*** Opening DATA ***

PR #3244, opened 2017-10-07
Introduce export and import for global shortcuts

Kissaki:
This functionality ignores server specific shortcuts (shortcuts with
server specific targets).
These are stored to the database through a different mechanism.

This feature was requested on the forums in [Mumble shortcuts export/import](http://forums.mumble.info/viewtopic.php?f=4&t=3367)

2018-01-06 15_22_10-mumble configuration

### DIFF
--- a/src/mumble/GlobalShortcut.cpp
+++ b/src/mumble/GlobalShortcut.cpp
@@ -640,7 +640,14 @@ void GlobalShortcutConfig::on_qpbImport_clicked() {
 		return;
 	}
 	QSettings s(filePath, QSettings::IniFormat);
-	qlShortcuts = Settings::loadShortcuts(&s);
+	bool importOk = false;
+	QList<Shortcut> importedShortcuts  = Settings::loadShortcuts(&s, &importOk);
+	if (!importOk)
+	{
+		QMessageBox::warning(this, tr("Import Failure"), tr("The file could not be imported as Mumble shortcuts.\nAre you sure this is a valid Mumble shortcuts file?"));
+		return;
+	}
+	qlShortcuts = importedShortcuts;
 	reload();
 }
 
--- a/src/mumble/GlobalShortcut.cpp
+++ b/src/mumble/GlobalShortcut.cpp
@@ -631,6 +631,14 @@ void GlobalShortcutConfig::on_qpbImport_clicked() {
 	if (filePath.isEmpty()) {
 		return;
 	}
+	int userAction = QMessageBox::warning(this
+	                                      , tr("Shortcut Replacement")
+	                                      , tr("Importing the shortcuts will drop and replace all current shortcuts.\nDo you want to continue?")
+	                                      , QMessageBox::Ok | QMessageBox::Cancel
+	                                      , QMessageBox::Ok);
+	if (userAction != QMessageBox::Ok) {
+		return;
+	}
 	QSettings s(filePath, QSettings::IniFormat);
 	qlShortcuts = Settings::loadShortcuts(&s);
 	reload();
--- a/src/mumble/GlobalShortcut.cpp
+++ b/src/mumble/GlobalShortcut.cpp
@@ -625,6 +625,27 @@ void GlobalShortcutConfig::on_qpbRemove_clicked(bool) {
 	qlShortcuts.removeAt(idx);
 }
 
+void GlobalShortcutConfig::on_qpbImport_clicked() {
+	commit();
+	QString filePath = QFileDialog::getOpenFileName(this, tr("Import shortcuts"), QString(), QLatin1String("*.ini"));
+	if (filePath.isEmpty()) {
+		return;
+	}
+	QSettings s(filePath, QSettings::IniFormat);
+	qlShortcuts = g.s.loadShortcuts(&s);
+	reload();
+}
+
+void GlobalShortcutConfig::on_qpbExport_clicked() {
+	commit();
+	QString filePath = QFileDialog::getSaveFileName(this, tr("Save shortcuts"), QLatin1String("mumble-shortcuts.ini"), QLatin1String("*.ini"));
+	if (filePath.isEmpty()) {
+		return;
+	}
+	QSettings s(filePath, QSettings::IniFormat);
+	g.s.saveShortcuts(qlShortcuts, &s);
+}
+
 void GlobalShortcutConfig::on_qtwShortcuts_currentItemChanged(QTreeWidgetItem *item, QTreeWidgetItem *) {
 	qpbRemove->setEnabled(item ? true : false);
 }
--- a/src/mumble/GlobalShortcut.cpp
+++ b/src/mumble/GlobalShortcut.cpp
@@ -633,7 +633,7 @@ void GlobalShortcutConfig::on_qpbImport_clicked() {
 	}
 	const int userAction = QMessageBox::warning(this
 	                                      , tr("Shortcut Replacement")
-	                                      , tr("Importing the shortcuts will drop and replace all current shortcuts.\nDo you want to continue?")
+	                                      , tr("Importing the shortcuts will drop and replace all current shortcuts, including server specific shortcuts.\nYou may want to export the current shortcuts before importing to have a backup to come back to.\n\nDo you want to continue the import?")
 	                                      , QMessageBox::Ok | QMessageBox::Cancel
 	                                      , QMessageBox::Ok);
 	if (userAction != QMessageBox::Ok) {
--- a/src/mumble/GlobalShortcut.cpp
+++ b/src/mumble/GlobalShortcut.cpp
@@ -632,7 +632,7 @@ void GlobalShortcutConfig::on_qpbImport_clicked() {
 		return;
 	}
 	QSettings s(filePath, QSettings::IniFormat);
-	qlShortcuts = g.s.loadShortcuts(&s);
+	qlShortcuts = Settings::loadShortcuts(&s);
 	reload();
 }
 
@@ -643,7 +643,7 @@ void GlobalShortcutConfig::on_qpbExport_clicked() {
 		return;
 	}
 	QSettings s(filePath, QSettings::IniFormat);
-	g.s.saveShortcuts(qlShortcuts, &s);
+	Settings::saveShortcuts(qlShortcuts, &s);
 	s.sync();
 	if (s.status() != QSettings::NoError) {
 		QMessageBox::warning(this, tr("Export Failure"), tr("Writing the export file failed."));
--- a/src/mumble/GlobalShortcut.cpp
+++ b/src/mumble/GlobalShortcut.cpp
@@ -627,7 +627,7 @@ void GlobalShortcutConfig::on_qpbRemove_clicked(bool) {
 
 void GlobalShortcutConfig::on_qpbImport_clicked() {
 	commit();
-	QString filePath = QFileDialog::getOpenFileName(this, tr("Import shortcuts"), QString(), QLatin1String("*.ini"));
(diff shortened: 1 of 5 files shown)


src/mumble/Settings.cpp
```diff
@@ -825,6 +811,26 @@ void Settings::load(QSettings* settings_ptr) {
...
 }
 
+QList<Shortcut> Settings::loadShortcuts(QSettings *settings_ptr) {
+	QList<Shortcut> qlShortcuts;
+	int nshorts = settings_ptr->beginReadArray(QLatin1String("shortcuts"));
+	for (int i=0; i<nshorts; i++) {
+		settings_ptr->setArrayIndex(i);
+		Shortcut s;
+
+		s.iIndex = -2;
```
hacst: Why -2 ?

src/mumble/GlobalShortcut.ui
```diff
@@ -204,6 +204,26 @@
           </property>
          </spacer>
         </item>
+        <item>
+         <widget class="QPushButton" name="qpbImport">
+          <property name="toolTip">
+           <string>Import shortcuts from a file, replacing the current shortcuts.</string>
```
hacst: Simplified English suggestion:
"Import shortcuts from a file. Overwrites the current shortcuts."

src/mumble/GlobalShortcut.cpp
```diff
@@ -625,6 +625,27 @@ void GlobalShortcutConfig::on_qpbRemove_clicked(bool) {
...
+}
+
+void GlobalShortcutConfig::on_qpbExport_clicked() {
+	commit();
+	QString filePath = QFileDialog::getSaveFileName(this, tr("Save shortcuts"), QLatin1String("mumble-shortcuts.ini"), QLatin1String("*.ini"));
+	if (filePath.isEmpty()) {
+		return;
+	}
+	QSettings s(filePath, QSettings::IniFormat);
+	g.s.saveShortcuts(qlShortcuts, &s);
```
hacst: Should sync and then check status (see http://doc.qt.io/qt-5/qsettings.html#status) to make sure we were actually able to write.

src/mumble/GlobalShortcut.cpp
```diff
@@ -625,6 +625,27 @@ void GlobalShortcutConfig::on_qpbRemove_clicked(bool) {
...
 }
 
+void GlobalShortcutConfig::on_qpbImport_clicked() {
+	commit();
+	QString filePath = QFileDialog::getOpenFileName(this, tr("Import shortcuts"), QString(), QLatin1String("*.ini"));
+	if (filePath.isEmpty()) {
+		return;
+	}
+	QSettings s(filePath, QSettings::IniFormat);
+	qlShortcuts = g.s.loadShortcuts(&s);
```
hacst: Not ideal. If we are passed a non-existent / invalid file we will nuke the users shortcuts without being able to say what happened. Should at least try whether we can use the status() function to verify the ini didn't contain any obvious errors. To make it actually robust we probably have to write/load an additional key in the export/import to indicate this is a mumble shortcut file. That way the user cannot accidentally select some random ini and we can notify properly if we end up with an invalid file. If we make it a versiony thing it might come in handy in the future.

src/mumble/Settings.cpp
```diff
@@ -825,6 +811,26 @@ void Settings::load(QSettings* settings_ptr) {
 	settings_ptr->endGroup();
 }
 
+QList<Shortcut> Settings::loadShortcuts(QSettings *settings_ptr) {
+	QList<Shortcut> qlShortcuts;
+	int nshorts = settings_ptr->beginReadArray(QLatin1String("shortcuts"));
```
hacst: CG: const

src/mumble/Settings.cpp
```diff
@@ -825,6 +811,26 @@ void Settings::load(QSettings* settings_ptr) {
...
+	for (int i=0; i<nshorts; i++) {
```
hacst: CG: spacing

src/mumble/GlobalShortcut.cpp
```diff
@@ -625,6 +625,27 @@ void GlobalShortcutConfig::on_qpbRemove_clicked(bool) {
...
+	reload();
+}
+
+void GlobalShortcutConfig::on_qpbExport_clicked() {
+	commit();
+	QString filePath = QFileDialog::getSaveFileName(this, tr("Save shortcuts"), QLatin1String("mumble-shortcuts.ini"), QLatin1String("*.ini"));
```
hacst: CG: const

src/mumble/GlobalShortcut.cpp
```diff
@@ -625,6 +625,27 @@ void GlobalShortcutConfig::on_qpbRemove_clicked(bool) {
 	qlShortcuts.removeAt(idx);
 }
 
+void GlobalShortcutConfig::on_qpbImport_clicked() {
+	commit();
+	QString filePath = QFileDialog::getOpenFileName(this, tr("Import shortcuts"), QString(), QLatin1String("*.ini"));
```
hacst: CG: const

hacst: Imho should warn before overwriting all existing shortcuts. We can't expect the user to have read the tooltip and we don't have an undo button. Doesn't necessarily have to be a separate dialog box. Maybe put it in the selector title?

src/mumble/GlobalShortcut.cpp
hacst: Won't doing it this way also nuke the server specific shortcuts?

Kissaki:
Buttons are in the 'action bar' on the right.
2018-01-06 15_22_10-mumble configuration

src/mumble/Settings.cpp
Kissaki: That’s just moved code. It was `-2` before.

Can’t quickly see what it even is…

src/mumble/Settings.h
```diff
@@ -411,7 +411,9 @@ struct Settings {
 	Settings();
 	void load();
 	void load(QSettings*);
+	QList<Shortcut> loadShortcuts(QSettings *s);
```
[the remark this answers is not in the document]
Kissaki: Not sure about noting external use. By that reasoning we would have to document every public method on external use.

src/mumble/GlobalShortcut.cpp
Kissaki: The `SAVELOAD` makro uses `settings_ptr`…

src/mumble/GlobalShortcut.cpp
Kissaki: I think the title would not be enough. It would have to be an adequately named action button, which is not feasible with standard forms.
Warning in a dialog box seems better.

src/mumble/GlobalShortcut.cpp
Kissaki: I don’t remember…
Export says it ignores server specific shortcuts, and that just iterates only `qlShortcuts`.

Kissaki: Yes it does. Shortcuts are added externally into `qlShortcuts`.

Kissaki:
@hacst PTAL

src/mumble/GlobalShortcut.cpp
```diff
@@ -625,6 +625,39 @@ void GlobalShortcutConfig::on_qpbRemove_clicked(bool) {
...
 
+void GlobalShortcutConfig::on_qpbImport_clicked() {
+	commit();
+	const QString filePath = QFileDialog::getOpenFileName(this, tr("Import shortcuts"), QString(), QLatin1String("*.ini"));
+	if (filePath.isEmpty()) {
+		return;
+	}
+	int userAction = QMessageBox::warning(this
+	                                      , tr("Shortcut Replacement")
+	                                      , tr("Importing the shortcuts will drop and replace all current shortcuts.\nDo you want to continue?")
```
hacst: Maybe clarify "all current shortcuts including server specific ones". Could also suggest to export the current ones if you don't want to loose them.

src/mumble/GlobalShortcut.cpp
```diff
@@ -625,6 +625,39 @@ void GlobalShortcutConfig::on_qpbRemove_clicked(bool) {
...
+	                                      , QMessageBox::Ok | QMessageBox::Cancel
+	                                      , QMessageBox::Ok);
+	if (userAction != QMessageBox::Ok) {
+		return;
+	}
+	QSettings s(filePath, QSettings::IniFormat);
+	qlShortcuts = Settings::loadShortcuts(&s);
```
hacst: Doesn't this still allow you to accidentally select a random file that isn't exported shortcuts and have your shortcuts be nuked without any feedback? See previous review comment.

Kissaki:
@hacst PTAL

mkrautz:
@Kissaki 

One thing to be aware of is that we don't really have cross-platform way of representing shortcuts. That is to say, the internal representation is dependent on the global shorcut backend we're using. That also means that it might not work the same way on different Linux boxes!

For example, I don't think evdev on Linux is compatible with XInput2. If we add Wayland support, that would use different values yet again. Same with game controllers.

That is problemnatic for this feature, but I dont' think it should block your work. The import/export can work without us "stabilizing" the internal interface.

mkrautz:
A follow-up:

In practice, the situation isn't as dire as I presented it.

On Windows, we use multiple backends. Winhooks and DirectInput. We map the WinHooks data to DirectInput, such that the two are cross-compatible. We also support other backends, such as GKeys and XboxInput. Those are serialized as specific to those backends, since they're quite specialized.

On Linux, we support XInput2 and evdev. But both use the same button mapping: https://github.com/mumble-voip/mumble/blob/f6ba3a5/src/mumble/GlobalShortcut_unix.cpp#L331, which suggests that the keycodes match between XInput and evdev. So not much of a problem there.

On macOS, we only support Quartz Event Tap. No cross-compatibility.

TL;DR: For the same OS, exported shortcuts should be compatible.
However, importing a Windows shortcut file will not work on macOS, nor Linux. And vice versa.

Maybe it'd be sensible to include an OS watermark, like you do for the version?

src/mumble/Settings.cpp
```diff
@@ -778,21 +780,7 @@ void Settings::load(QSettings* settings_ptr) {
...
-
-		SAVELOAD(s.iIndex, "index");
-		SAVELOAD(s.qlButtons, "keys");
-		SAVELOAD(s.bSuppress, "suppress");
-		s.qvData = settings_ptr->value(QLatin1String("data"));
-		if (s.iIndex >= -1)
-			qlShortcuts << s;
-	}
-	settings_ptr->endArray();
+	qlShortcuts = loadShortcuts(settings_ptr);
```
hacst: Won't this fail to load the shortcuts now that the loadShortcuts function checks for fileVersion? The registry won't have that on first launch after update or am I missing something?

If that is the case my suggestion would be to have the loadShortcuts/saveShortcuts function be the normal load/save functionality and introduce a thin wrapper loadShortcutsFile/saveShortcutsFile that does the version safe/restore + file handling. That way we don't mix the file save/load specific logic with our normal registry operation while still preventing code-duplication.

Kissaki: Yeah, I fucked that up…

Kissaki:
Yeah, I guess I’ll have to also add a backend/data type qualifier.
Even if the OS would currently be sufficient as a distinguisher, I’d rather use the backend type and make cross-compatibilities explicitly allowed.

Krzmbrzl:
Did you get to work on this some more? From reading the comments, it seems as if this PR is almost done :)

Kissaki:
I do not have a working build environment so I have not worked on any code nor this PR.

Krzmbrzl:
Closing this as abandoned

PR #3250, opened 2017-10-17
Fixed crashing on disconnect

pchk:
ServerHandler::sendPing must be invoked in the ServerHandler's thread since it contains networking code.
Also there is a direct call to sendPing routine from
```c++
void MainWindow::msgServerSync(const MumbleProto::ServerSync &msg) {
        g.sh->sendPing(); // Send initial ping to establish UDP connection
```


pchk:
Updated once again.
Just dropped nullptr usage, since the fix itself doesn't depend on "C++98" support.

davidebeatrici:
That's fine, thank you!

PR #3251, opened 2017-10-17
Implemented remote DNS resolving option

pchk:


mkrautz:
I am not sure whether we really need a setting for whether to resolve DNS through proxies.
It seems to me that we should probably do that by default, when the user has configured Mumble to use a proxy, making the setting superfluous. Feel free to discuss.

Note: the ping code in ConnectDialog also does hostname lookups, so it'd need to be fixed too, I guess?

Also, I would like to keep the current use of ServerAddress in qlAddresses and saTargetServer instead of changing them to a QPair again. We changed the code to use the ServerAddress type instead of a QPair to make the code more understandable.

Maybe we could change the code to something like this...?

    if (g.s.ptProxyType != Settings::ProxyType::NoProxy) {
        // When using a proxy, we connect to the server using qsHostName
        // directly, to let the proxy handle hostname resolving.
        saTargetServer = ServerAddress();
    } else {
        saTargetServer = qlAddresses.takeFirst();
    }

    [...]

    if (g.s.ptProxyType != Settings::ProxyType::NoProxy) {
        qtsSock->connectToHost(qsHostname, usPort);
    } else {
        qtsSock->connectToHost(saTargetServer.first, saTargetServer.second);
    }

?

pchk:
Destination hostname might "leak" in both cases. If a user resolves it using the default system DNS, it leaks to the user's ISP, as well as, in other case, it leaks to the 3rd party on the proxy side.
Having the option gives a user better control over the trust source.
Paranoid-mode use case: with the option one can use a proxy, but resolve hostnames locally through `hosts` file record.

At the first glance it looks like we could refactor `ServerAddress` class to use `QHostAddress` instead of `HostAddress`.

mkrautz:
@pchk Thanks for different perspective. I agree that an option is preferable.

Krzmbrzl:

PR #3252, opened 2017-10-17
Check ClientUser pointer before dereference

pchk:


src/mumble/UserModel.cpp
```diff
@@ -797,9 +797,13 @@ void UserModel::recheckLinks() {
 	if (! g.uiSession)
 		return;
 
+	ClientUser* clientUser = ClientUser::get(g.uiSession);
```
davidebeatrici: We append the asterisk to the variable's name.

pchk:
Updated

davidebeatrici:

Issue #3254, opened 2017-10-22
Client does not detect corrupt mumble.sqlite db


Grandpa-G:
When the client starts, there a number of checks for db file accessibility. However there are no checks for a corrupted db. Thus, when any type of sql statements are executed, they fail and just logged. The main way to notice this is that the server certificate cannot be saved and thus an infinite loop is generated asking for a validation of the server cert.

I would suggest having the client create a .bak file each time it successfully exits (or some other time) and then if on opening the db is corrupted it will open and use the .bak. If that is corrupted, then new client message and stop.

hacst:
The changes landed in #3255 should make client DB corruption much less likely. Still leaving this open as detecting issues and regular client DB backups could be additional features.

Grandpa-G:
A)Is there a way I can get the updated client and I will test some very brutal conditions.

B)Does this mean that the process now will be something like a db write and immediate flush so there won't be contents in a buffer somewhere?

Great fast response.

hacst:
@Grandpa-G I triggered a 1.3 snapshot which should become available through download/auto-update in the next few hours. Name should contain 53c5a91 . Definitely interested in your feedback.

W.r.t to your other point. Yes. The DB should now force the OS to flush the DB changes do disk regularly enough to make database corruption due to system crashes very unlikely. Previously the DB handed the data over to the OS but didn't force it to write it immediatly. That means Mumble crashing wasn't a problem, but if the whole system went down (e.g. due to a bluescreen or power outage) while critical data was still buffered by the OS the database could get corrupted.

PR #3255, opened 2017-10-22
Switch client DB to sqlite synchronization mode NORMAL

hacst:
In a userbase of primarily gamers system instabilities aren't
that uncommon. Without synchronization of the user-db this can
lead to corruption of our client database storing the
user-certificate. We have had various reports of such issues
over time.

The current mode was set in 2010 in commit 9fee66e8 to speed
up the client-db "even more" though it is unclear whether we
actually had performance problems that required this step.

This patch switches the client synchronization mode from OFF
to NORMAL which according to the sqlite documentation will
leave a "very small" chance for database corruption but is
than the default FULL sync mode.

This commit should partially address issue #3254 by making
database corruption much more unlikely but detecting
corruption and/or handling DB backups are further possible
approaches if this change turns out to have unacceptable
performance or we get further reports of durability issues
with the clientside DB.

### DIFF
--- a/src/mumble/Database.cpp
+++ b/src/mumble/Database.cpp
@@ -154,7 +154,7 @@ Database::Database() {
 
 	execQueryAndLogFailure(query, QLatin1String("VACUUM"));
 
-	execQueryAndLogFailure(query, QLatin1String("PRAGMA synchronous = OFF"));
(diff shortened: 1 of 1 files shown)


hacst:
Thanks. If we see any user reports of client lags/slowdowns due to this we'll have to re-evaluate but I think we should be fine.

*** Closing DATA ***

**TASK OBJECTIVE**. Give back, exactly as written, the stretch from the line with "For example, I" through the line with "In practice, the", and no other lines from the records above.

**ANSWER TO THIS EXERCISE**.
For example, I don't think evdev on Linux is compatible with XInput2. If we add Wayland support, that would use different values yet again. Same with game controllers.

That is problemnatic for this feature, but I dont' think it should block your work. The import/export can work without us "stabilizing" the internal interface.

mkrautz:
A follow-up:

In practice, the situation isn't as dire as I presented it.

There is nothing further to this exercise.